DATA FOR REVIEW:
PR #601, opened 2024-03-10
Enhance consumer test util

### LINKED ISSUE #599: Enhance ConsumerTestUtil
### Convenience method variants for `consumeMessages`
Currently the `PulsarConsumerTestUtil` requires the `consumeMessages` to pass in a consumer factory. Adding the following convenience variants would make using it simpler:

- `consumeMessages()`
Create the PulsarClient and PulsarConsumerFactory by first trying "localhost:6650" and if that fails, look at the 
`PulsarTestContainerSupport` coordinates.

- `consumeMessages(String url)`
Create the PulsarClient and PulsarConsumerFactory given the server url.

- ` consumeMessages(PulsarClient)`
Create the PulsarConsumerFactory given the PulsarClient

### Do not call `until` more than once
If user calls `until` > 1 then we should probably throw exception w/ message telling them to instead use `and` on their conditions.

KartikShrivastava:
Resolves #599

### DIFF
--- a/spring-pulsar-test/src/main/java/org/springframework/pulsar/test/support/PulsarConsumerTestUtil.java
+++ b/spring-pulsar-test/src/main/java/org/springframework/pulsar/test/support/PulsarConsumerTestUtil.java
@@ -55,7 +55,7 @@ public class PulsarConsumerTestUtil<T> implements TopicSpec<T>, SchemaSpec<T>, C
 
 	private List<String> topics;
 
-	private boolean calledUntil = false;
+	private boolean untilMethodAlreadyCalled = false;
 
 	public static <T> TopicSpec<T> consumeMessages() {
 		if (!PulsarTestContainerSupport.isContainerStarted()) {
@@ -111,11 +111,11 @@ public class PulsarConsumerTestUtil<T> implements TopicSpec<T>, SchemaSpec<T>, C
 
 	@Override
 	public ConditionsSpec<T> until(ConsumedMessagesCondition<T> condition) {
-		if (calledUntil) {
+		if (untilMethodAlreadyCalled) {
 			throw new IllegalStateException(
 					"Multiple calls to 'until' are not allowed. Use 'and' to combine conditions.");
 		}
-		this.calledUntil = true;
+		this.untilMethodAlreadyCalled = true;
 		this.condition = condition;
 		return this;
 	}
--- a/spring-pulsar-test/src/main/java/org/springframework/pulsar/test/support/PulsarConsumerTestUtil.java
+++ b/spring-pulsar-test/src/main/java/org/springframework/pulsar/test/support/PulsarConsumerTestUtil.java
@@ -60,33 +60,23 @@ public class PulsarConsumerTestUtil<T> implements TopicSpec<T>, SchemaSpec<T>, C
 	public static <T> TopicSpec<T> consumeMessages() throws PulsarClientException {
 		PulsarClient pulsarClient;
 		try {
-			pulsarClient = PulsarClient.builder().serviceUrl(
-				"pulsar://localhost:6650"
-			).build();
+			pulsarClient = PulsarClient.builder().serviceUrl("pulsar://localhost:6650").build();
 		}
 		catch (PulsarClientException e) {
-			pulsarClient = PulsarClient.builder().serviceUrl(
-				PulsarTestContainerSupport.getPulsarBrokerUrl()
-			).build();
+			pulsarClient = PulsarClient.builder().serviceUrl(PulsarTestContainerSupport.getPulsarBrokerUrl()).build();
 		}
-		PulsarConsumerFactory<T> pulsarConsumerFactory = new DefaultPulsarConsumerFactory<>(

WHAT IS BEING ASKED:
Filter the records above for lines with "static".

TASK RESULT:
 	public static <T> TopicSpec<T> consumeMessages() {
 	public static <T> TopicSpec<T> consumeMessages() throws PulsarClientException {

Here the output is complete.